New York lawyer Stanley Cohen, who represented Osama bin Laden’s son-in-law in U.S. courts, orchestrated a plan to save Kassig by asking a pair of senior al-Qaida clerics to intervene with ISIS on behalf of saving the American hostage.

Cohen also contacted an unnamed Kuwaiti al-Qaida veteran and one-time Guantánamo Bay detainee.

In response to Cohen’s request for help to free Kassig, the Kuwaiti replied: “We want to save him.”

Their aim was not just to free Kassig but to get Isis permanently out of the business of taking and murdering civilian hostages, a tactic that has horrified many jihadis and deepened the theological battle between the group and al-Qaida.

FBI staff confirmed to The Guardian that senior officials were aware of the efforts and would be willing to pay $24,000 of Cohen and his Arabic translator’s expenses.

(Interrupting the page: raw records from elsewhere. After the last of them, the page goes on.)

PR #403, opened 2026-09-02
model_specs: correct descriptions that contradict the code

CryptVenture:
Split out of #372 as requested. This PR is description text only; the strict contract fixes, the VoxCPM1 defaults, the ASR/aligner/codec declarations and the MiniMax declarations are separate PRs.

Nothing here changes a declared type, bound, default or required flag, so no request that was accepted or rejected before changes state.

## The changes

| Spec | Change | Code it matches |
|---|---|---|
| `dramabox` | five descriptions dropped the claim that their default "comes from `config.json`" | `dramabox/assets.cpp` reads `config.json` for the architecture only; the values named are the engine's own |
| `fish_audio.reference_text` | says it is required whenever the request carries inline reference audio | `src/models/fish_audio/session.cpp:255-258` throws `"<role> with inline reference audio requires reference_text option"` |
| `outetts.reference_text` | same, for voice cloning | `src/community_models/outetts/session.cpp:695-698` and `722-728` throw `"OuteTTS voice cloning requires --reference-text"` |

Both `reference_text` options stay `required: false` on purpose: they are required only when reference audio is present, and the schema's `required` is a plain bool with no conditional form, so marking them required would break plain TTS with a built-in voice. The description is the only place that distinction can currently live.

## Validation

```bash

# parses every on-disk spec through the C++ schema loader
```

## Scope

Three spec files, 7 lines. The generated WebUI bundle (`webui/native/dist/index.html`) is deliberately not included: `catalog.ts` inlines `model_specs/*.json` at frontend build time and the bundle is not byte-reproducible, so regenerating it in each PR of this split would produce conflicts between them. Happy to send one bundle-regeneration PR once the series has landed.

### DIFF
--- a/model_specs/dramabox.json
+++ b/model_specs/dramabox.json
@@ -57,7 +57,7 @@
       {
         "name": "num_inference_steps",
         "type": "int",
-        "description": "Diffusion sampling step count; default comes from config.json, 30 in the current package.",
+        "description": "Diffusion sampling step count; default 30.",
         "required": false,
         "min": 1,
         "default": 30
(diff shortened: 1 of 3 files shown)


CryptVenture:

PR #408, opened 2026-09-02
webui: resolve install packages by target directory, not a family allowlist

CryptVenture:
Split out of #373 as requested. This PR is the package resolver in `catalog.ts` and the button rendering it drives; the catalog entries, the request wiring, the transcript display and the UI text fixes are separate PRs.

## The problem

`catalog.ts` grouped install choices with a hardcoded six-family allowlist. Families on the list exposed every package; every other family was narrowed to at most one q8 and one fp16 button. Measured by executing `catalog.ts` against the real specs, **130 of the published packages were reachable from the WebUI**.

## The change

- **Group by `target_directory`, not by family name.** Packages that are precision variants of one model share a directory; packages that are different models do not. The allowlist had to be hand-edited for every new family and silently hid the rest.
- **Extend the precision-suffix list** to `q2_k`…`q6_k`, `q4_0`, `q5_0`, `f32`. It covered only q8/f16/bf16/safetensors/orig, so an entry whose `download_id` ended in an uncovered suffix collapsed to that single package and hid its siblings — which is why PersonaPlex offered only Q4_K while its own spec marks Q8_0 default.
- **Honour `ui.recommended_package`.** Every spec has one, all resolve to a real package, and nothing read the field.
- **Match relatedness on `target_directory`, not an id prefix.** The prefix test pulled the IndexTTS2.5 packages into the IndexTTS2 entry, whose fp16 slot was then decided by spec-file array order.
- **Keep an entry with no installable package**, flagged, instead of letting the model vanish from the UI.

### Why the labels are in this PR

The button text is chosen while the choice is built, in the same function. Shipping the two separately would leave one PR with a label nothing produces, or buttons whose text does not fit their border. Each entry's buttons are labelled by build (`Q8_0`, `Q4_K ConvRot`); where several models share a directory and collide on precision the label keeps what their display names do not share (`XL Turbo BF16`), falling back to the full name if even that is ambiguous. The full name stays on the `title` and `aria-label`.

## Validation

```
```

Reachability measured by loading `catalog.ts` through Vite's SSR loader and diffing the resolved package-id sets:

| | `main` | this branch |
|---|---|---|
| catalog entries | 85 | 85 |
| install buttons rendered | 150 | 166 |
| distinct packages reachable | 130 | 143 |
| packages lost | — | 0 |

Label check over every entry: 0 entries with two buttons reading alike, longest label 13 characters (`XL Turbo BF16`).

## Scope

`catalog.ts`, `types.ts`, the package-button block of `+page.svelte`, and the button rules in `app.css`. The generated bundle (`webui/native/dist/index.html`) is deliberately excluded: it is not byte-reproducible, so regenerating it in each PR of this split would make the PRs conflict with each other. Happy to send one bundle-regeneration PR once the series lands.

### DIFF
--- a/webui/native/src/app.css
+++ b/webui/native/src/app.css
@@ -156,7 +156,7 @@ button:disabled { opacity: .45; cursor: not-allowed; }
 button.primary, button.run { color: var(--text-invert); background: linear-gradient(135deg, var(--cyan), #5ac7ff); border: 0; font-weight: 800; }
 .button-row button { flex: 1; }
 .studio-package-buttons { display: grid; grid-template-columns: repeat(3, minmax(0, 1fr)); gap: 5px; margin-top: 11px; }
-.studio-package-buttons button, .single-model-toggle { position: relative; min-width: 0; min-height: 38px; padding: 6px 4px; font-size: 9px; line-height: 1.15; }
+.studio-package-buttons button, .single-model-toggle { position: relative; min-width: 0; min-height: 38px; padding: 6px 4px; overflow: hidden; font-size: 9px; line-height: 1.15; overflow-wrap: anywhere; }
 .studio-package-buttons button.selected-package:not(:disabled) { border-color: var(--active-border); color: var(--cyan); box-shadow: inset 0 0 0 1px color-mix(in srgb, var(--cyan) 10%, transparent); }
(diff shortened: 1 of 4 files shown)


CryptVenture:

PR #439, opened 2026-09-04
Enhance FireRedTTS3 with streaming, batching, and server integration

duj12:


0xShug0:
Hi @duj12 Thank you for the PR. Please split the PR into smaller, single-responsibility PRs to kepp PRs focused, and explain what a PR does in detail. We recently added a policy limiting each user to 3 concurrent PRs, including draft PRs. Please keep only keep three PRs you think I should review first.

When changing shared framework code, explain which model families or routes were checked. Please provide runtime regression tests on the affected models (outputs, performance, memory, etc). Static analysis or reasoning is not enough. 

One important principle is that framework-level code shouldn’t be shaped just to benefit a single model. I’d suggest keeping the changes scoped to the model directory for now, and we can decide later which parts are general enough to be promoted into the framework.

0xShug0:
@duj12 I’m going to close this PR. Please check my comment above if you’d like to open a new PR with the requested changes.

PR #441, opened 2026-09-04
fix(text-chunking): split Default-mode CJK text at full-width punctuation

gqf2008:
## Summary

`split_word_ranges` in the Default text-chunking mode cut words only at ASCII spaces. CJK text has no inter-word spaces, so an entire paragraph parsed as a **single word**; once the text exceeded the codepoint budget (`text_chunk_size`, default 200) the hard-split fallback kept the whole paragraph as one chunk and the budget was never applied.

Every TTS family that goes through `chunk_text_request` (omnivoice, outetts, heartmula, moss_voicegen, audio8_tts, ...) is affected, in both offline and streaming runs: long Chinese text synthesized as one oversized chunk regardless of `text_chunk_size`. `text_chunk_mode=tag_aware` was the only workaround.

Fix: full-width CJK sentence/clause punctuation (。！？，、；：) now forms word boundaries — the punctuation token becomes a word of its own carrying its sentence/clause break flags, so the existing greedy budget + rollback logic splits at natural boundaries. ASCII punctuation stays attached to its word, leaving Latin text byte-identical.

## Verification

New `text_chunking_test` (5 cases: CJK over-budget splits at sentence boundary, under-budget stays whole, clause-punctuation rollback, Latin sentence split unchanged, oversized single-word passthrough). Confirmed on macOS arm64 and across the full CI matrix (Linux cpu/vulkan, macOS, Windows):

- 236-codepoint CJK paragraph with the default 200 budget: `audio8_tts.text_chunk_count` 1 → 2
- 115-codepoint short text: output wav byte-identical to the pre-fix build
- Latin text: chunks identical to pre-fix

```bash
cmake -S . -B build -DCMAKE_BUILD_TYPE=Release -DENGINE_BUILD_TESTS=ON
cmake --build build --target text_chunking_test
./build/text_chunking_test   # text_chunking_test: all passed
```

### DIFF
--- a/CMakeLists.txt
+++ b/CMakeLists.txt
@@ -2110,6 +2110,13 @@ if (ENGINE_BUILD_TESTS)
         COMMAND chinese_normalization_test
     )
 
+    add_engine_unittest(text_chunking_test tests/unittests/test_text_chunking.cpp)
+
+    add_test(
+        NAME text_chunking_test
+        COMMAND text_chunking_test
+    )
+
     add_engine_unittest(unicode_normalization_test tests/unittests/test_unicode_normalization.cpp)
 
     add_test(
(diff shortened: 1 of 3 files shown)


0xShug0:
@gqf2008 Merged. Thanks!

Had it been successful, the negotiation would have carried a high risk for the US. In return for renouncing hostage-taking, Isis was offered a clerical détente: Maqdisi, Abu Qatada and other senior religious figures in al-Qaida’s sphere of influence would stop publicly denouncing Isis as extremists without proper Islamic qualifications.

A protocol was drawn up between the FBI and Jordanian authorities to allow Maqdisi to contact a former student who is ISIS’ chief “scholar at arms.”

Negotiations proceeded and Cohen said Isis told him, through intermediaries, Kassig would remain alive during negotiations.

But the next day, Jordanian security services arrested Maqdisi for “using the internet to promote and incite views of jihadi terrorist organisations” and the negotiations collapsed.

Kassig was eventually beheaded and Maqdisi remains in prison in Jordan.